## [Work order]
Lines from the one containing "WIP: add jupyter_sphinx_rel_repo_path, closes" through the end of the data are to be returned exactly, and no others.

## [Data block]
PR #27, opened 2019-03-26
WIP: add jupyter_sphinx_rel_repo_path, closes #26

### LINKED ISSUE #26: document handling packages that are not installed
running `make html` from the `repo/docs` doesn't result in `jupyter_sphinx.execute` using the code from `repo`.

## [Response]
WIP: add jupyter_sphinx_rel_repo_path, closes #26

### LINKED ISSUE #26: document handling packages that are not installed
running `make html` from the `repo/docs` doesn't result in `jupyter_sphinx.execute` using the code from `repo`.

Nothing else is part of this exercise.